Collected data

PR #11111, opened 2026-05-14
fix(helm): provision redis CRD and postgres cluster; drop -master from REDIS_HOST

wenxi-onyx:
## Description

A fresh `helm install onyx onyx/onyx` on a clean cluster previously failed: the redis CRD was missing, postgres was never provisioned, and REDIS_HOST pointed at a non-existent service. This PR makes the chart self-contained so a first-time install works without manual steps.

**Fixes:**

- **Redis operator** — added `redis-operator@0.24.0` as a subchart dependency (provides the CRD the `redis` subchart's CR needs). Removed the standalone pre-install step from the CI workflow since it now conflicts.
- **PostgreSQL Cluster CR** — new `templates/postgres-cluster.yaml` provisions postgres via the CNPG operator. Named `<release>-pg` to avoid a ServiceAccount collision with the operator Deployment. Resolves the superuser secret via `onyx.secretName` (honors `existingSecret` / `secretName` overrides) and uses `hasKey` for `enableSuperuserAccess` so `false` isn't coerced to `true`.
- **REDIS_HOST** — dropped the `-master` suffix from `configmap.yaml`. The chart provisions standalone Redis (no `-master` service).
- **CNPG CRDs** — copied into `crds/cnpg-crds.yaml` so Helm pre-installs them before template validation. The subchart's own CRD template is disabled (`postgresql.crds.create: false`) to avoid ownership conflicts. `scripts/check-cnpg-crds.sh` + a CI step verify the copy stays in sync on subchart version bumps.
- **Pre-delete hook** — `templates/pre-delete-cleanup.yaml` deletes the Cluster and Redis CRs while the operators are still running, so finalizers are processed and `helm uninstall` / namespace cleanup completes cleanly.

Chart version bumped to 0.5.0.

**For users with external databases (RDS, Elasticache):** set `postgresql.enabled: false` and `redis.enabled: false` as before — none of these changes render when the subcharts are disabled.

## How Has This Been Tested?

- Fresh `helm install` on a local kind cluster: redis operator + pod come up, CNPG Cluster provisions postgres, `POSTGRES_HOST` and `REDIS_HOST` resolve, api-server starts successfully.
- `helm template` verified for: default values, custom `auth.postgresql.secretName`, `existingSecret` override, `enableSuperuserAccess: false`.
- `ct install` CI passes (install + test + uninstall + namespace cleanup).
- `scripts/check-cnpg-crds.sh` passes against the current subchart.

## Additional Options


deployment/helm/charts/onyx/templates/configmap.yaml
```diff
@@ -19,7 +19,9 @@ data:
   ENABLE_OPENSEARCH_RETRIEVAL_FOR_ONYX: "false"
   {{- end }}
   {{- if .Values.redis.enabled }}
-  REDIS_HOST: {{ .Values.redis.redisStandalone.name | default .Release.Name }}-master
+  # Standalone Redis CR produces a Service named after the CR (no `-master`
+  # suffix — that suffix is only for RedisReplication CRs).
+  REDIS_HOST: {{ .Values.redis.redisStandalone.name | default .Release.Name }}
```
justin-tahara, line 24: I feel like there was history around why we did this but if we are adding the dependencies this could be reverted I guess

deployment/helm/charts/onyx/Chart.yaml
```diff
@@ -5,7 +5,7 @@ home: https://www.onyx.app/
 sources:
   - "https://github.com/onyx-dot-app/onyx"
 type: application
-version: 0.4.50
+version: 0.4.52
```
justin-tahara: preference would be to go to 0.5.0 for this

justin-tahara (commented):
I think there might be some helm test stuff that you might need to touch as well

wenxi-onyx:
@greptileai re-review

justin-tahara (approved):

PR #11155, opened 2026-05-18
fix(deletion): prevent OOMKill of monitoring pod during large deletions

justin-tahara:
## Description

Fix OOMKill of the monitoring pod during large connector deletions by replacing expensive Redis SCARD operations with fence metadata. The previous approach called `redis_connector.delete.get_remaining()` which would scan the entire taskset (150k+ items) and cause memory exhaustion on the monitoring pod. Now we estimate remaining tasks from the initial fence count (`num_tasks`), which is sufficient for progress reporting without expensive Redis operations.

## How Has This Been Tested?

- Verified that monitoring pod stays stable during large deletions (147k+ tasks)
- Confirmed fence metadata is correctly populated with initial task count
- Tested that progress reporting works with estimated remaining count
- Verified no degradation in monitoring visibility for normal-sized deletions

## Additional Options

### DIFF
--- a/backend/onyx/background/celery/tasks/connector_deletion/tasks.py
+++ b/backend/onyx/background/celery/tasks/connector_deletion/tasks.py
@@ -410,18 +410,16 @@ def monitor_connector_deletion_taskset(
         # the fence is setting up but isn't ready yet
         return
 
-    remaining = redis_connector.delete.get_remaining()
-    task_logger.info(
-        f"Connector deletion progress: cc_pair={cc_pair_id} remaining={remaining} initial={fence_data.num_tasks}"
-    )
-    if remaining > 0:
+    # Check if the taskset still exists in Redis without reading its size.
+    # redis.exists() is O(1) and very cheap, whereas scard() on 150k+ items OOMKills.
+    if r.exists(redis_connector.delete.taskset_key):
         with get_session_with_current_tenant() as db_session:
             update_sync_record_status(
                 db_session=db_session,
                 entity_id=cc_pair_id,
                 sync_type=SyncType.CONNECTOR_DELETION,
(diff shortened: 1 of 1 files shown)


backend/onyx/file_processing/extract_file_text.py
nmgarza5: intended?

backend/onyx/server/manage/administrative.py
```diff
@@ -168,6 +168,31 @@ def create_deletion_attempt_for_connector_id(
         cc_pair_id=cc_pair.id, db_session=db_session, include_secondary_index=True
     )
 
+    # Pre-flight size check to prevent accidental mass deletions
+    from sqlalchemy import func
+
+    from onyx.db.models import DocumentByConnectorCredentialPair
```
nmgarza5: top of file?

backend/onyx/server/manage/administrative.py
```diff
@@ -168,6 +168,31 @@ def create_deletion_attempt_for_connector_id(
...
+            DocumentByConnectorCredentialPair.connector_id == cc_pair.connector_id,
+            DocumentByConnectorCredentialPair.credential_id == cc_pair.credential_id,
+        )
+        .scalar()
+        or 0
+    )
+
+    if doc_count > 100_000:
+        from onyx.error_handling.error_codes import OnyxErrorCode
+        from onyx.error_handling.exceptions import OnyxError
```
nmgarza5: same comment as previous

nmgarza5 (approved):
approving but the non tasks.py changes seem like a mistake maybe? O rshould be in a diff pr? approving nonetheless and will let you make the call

Exercise requirements:
Your reply must be the entries above, returned word for word.

Exercise solution:
PR #11111, opened 2026-05-14
fix(helm): provision redis CRD and postgres cluster; drop -master from REDIS_HOST

wenxi-onyx:
## Description

A fresh `helm install onyx onyx/onyx` on a clean cluster previously failed: the redis CRD was missing, postgres was never provisioned, and REDIS_HOST pointed at a non-existent service. This PR makes the chart self-contained so a first-time install works without manual steps.

**Fixes:**

- **Redis operator** — added `redis-operator@0.24.0` as a subchart dependency (provides the CRD the `redis` subchart's CR needs). Removed the standalone pre-install step from the CI workflow since it now conflicts.
- **PostgreSQL Cluster CR** — new `templates/postgres-cluster.yaml` provisions postgres via the CNPG operator. Named `<release>-pg` to avoid a ServiceAccount collision with the operator Deployment. Resolves the superuser secret via `onyx.secretName` (honors `existingSecret` / `secretName` overrides) and uses `hasKey` for `enableSuperuserAccess` so `false` isn't coerced to `true`.
- **REDIS_HOST** — dropped the `-master` suffix from `configmap.yaml`. The chart provisions standalone Redis (no `-master` service).
- **CNPG CRDs** — copied into `crds/cnpg-crds.yaml` so Helm pre-installs them before template validation. The subchart's own CRD template is disabled (`postgresql.crds.create: false`) to avoid ownership conflicts. `scripts/check-cnpg-crds.sh` + a CI step verify the copy stays in sync on subchart version bumps.
- **Pre-delete hook** — `templates/pre-delete-cleanup.yaml` deletes the Cluster and Redis CRs while the operators are still running, so finalizers are processed and `helm uninstall` / namespace cleanup completes cleanly.

Chart version bumped to 0.5.0.

**For users with external databases (RDS, Elasticache):** set `postgresql.enabled: false` and `redis.enabled: false` as before — none of these changes render when the subcharts are disabled.

## How Has This Been Tested?

- Fresh `helm install` on a local kind cluster: redis operator + pod come up, CNPG Cluster provisions postgres, `POSTGRES_HOST` and `REDIS_HOST` resolve, api-server starts successfully.
- `helm template` verified for: default values, custom `auth.postgresql.secretName`, `existingSecret` override, `enableSuperuserAccess: false`.
- `ct install` CI passes (install + test + uninstall + namespace cleanup).
- `scripts/check-cnpg-crds.sh` passes against the current subchart.

## Additional Options


deployment/helm/charts/onyx/templates/configmap.yaml
```diff
@@ -19,7 +19,9 @@ data:
   ENABLE_OPENSEARCH_RETRIEVAL_FOR_ONYX: "false"
   {{- end }}
   {{- if .Values.redis.enabled }}
-  REDIS_HOST: {{ .Values.redis.redisStandalone.name | default .Release.Name }}-master
+  # Standalone Redis CR produces a Service named after the CR (no `-master`
+  # suffix — that suffix is only for RedisReplication CRs).
+  REDIS_HOST: {{ .Values.redis.redisStandalone.name | default .Release.Name }}
```
justin-tahara, line 24: I feel like there was history around why we did this but if we are adding the dependencies this could be reverted I guess

deployment/helm/charts/onyx/Chart.yaml
```diff
@@ -5,7 +5,7 @@ home: https://www.onyx.app/
 sources:
   - "https://github.com/onyx-dot-app/onyx"
 type: application
-version: 0.4.50
+version: 0.4.52
```
justin-tahara: preference would be to go to 0.5.0 for this

justin-tahara (commented):
I think there might be some helm test stuff that you might need to touch as well

wenxi-onyx:
@greptileai re-review

justin-tahara (approved):

PR #11155, opened 2026-05-18
fix(deletion): prevent OOMKill of monitoring pod during large deletions

justin-tahara:
## Description

Fix OOMKill of the monitoring pod during large connector deletions by replacing expensive Redis SCARD operations with fence metadata. The previous approach called `redis_connector.delete.get_remaining()` which would scan the entire taskset (150k+ items) and cause memory exhaustion on the monitoring pod. Now we estimate remaining tasks from the initial fence count (`num_tasks`), which is sufficient for progress reporting without expensive Redis operations.

## How Has This Been Tested?

- Verified that monitoring pod stays stable during large deletions (147k+ tasks)
- Confirmed fence metadata is correctly populated with initial task count
- Tested that progress reporting works with estimated remaining count
- Verified no degradation in monitoring visibility for normal-sized deletions

## Additional Options

### DIFF
--- a/backend/onyx/background/celery/tasks/connector_deletion/tasks.py
+++ b/backend/onyx/background/celery/tasks/connector_deletion/tasks.py
@@ -410,18 +410,16 @@ def monitor_connector_deletion_taskset(
         # the fence is setting up but isn't ready yet
         return
 
-    remaining = redis_connector.delete.get_remaining()
-    task_logger.info(
-        f"Connector deletion progress: cc_pair={cc_pair_id} remaining={remaining} initial={fence_data.num_tasks}"
-    )
-    if remaining > 0:
+    # Check if the taskset still exists in Redis without reading its size.
+    # redis.exists() is O(1) and very cheap, whereas scard() on 150k+ items OOMKills.
+    if r.exists(redis_connector.delete.taskset_key):
         with get_session_with_current_tenant() as db_session:
             update_sync_record_status(
                 db_session=db_session,
                 entity_id=cc_pair_id,
                 sync_type=SyncType.CONNECTOR_DELETION,
(diff shortened: 1 of 1 files shown)


backend/onyx/file_processing/extract_file_text.py
nmgarza5: intended?

backend/onyx/server/manage/administrative.py
```diff
@@ -168,6 +168,31 @@ def create_deletion_attempt_for_connector_id(
         cc_pair_id=cc_pair.id, db_session=db_session, include_secondary_index=True
     )
 
+    # Pre-flight size check to prevent accidental mass deletions
+    from sqlalchemy import func
+
+    from onyx.db.models import DocumentByConnectorCredentialPair
```
nmgarza5: top of file?

backend/onyx/server/manage/administrative.py
```diff
@@ -168,6 +168,31 @@ def create_deletion_attempt_for_connector_id(
...
+            DocumentByConnectorCredentialPair.connector_id == cc_pair.connector_id,
+            DocumentByConnectorCredentialPair.credential_id == cc_pair.credential_id,
+        )
+        .scalar()
+        or 0
+    )
+
+    if doc_count > 100_000:
+        from onyx.error_handling.error_codes import OnyxErrorCode
+        from onyx.error_handling.exceptions import OnyxError
```
nmgarza5: same comment as previous

nmgarza5 (approved):
approving but the non tasks.py changes seem like a mistake maybe? O rshould be in a diff pr? approving nonetheless and will let you make the call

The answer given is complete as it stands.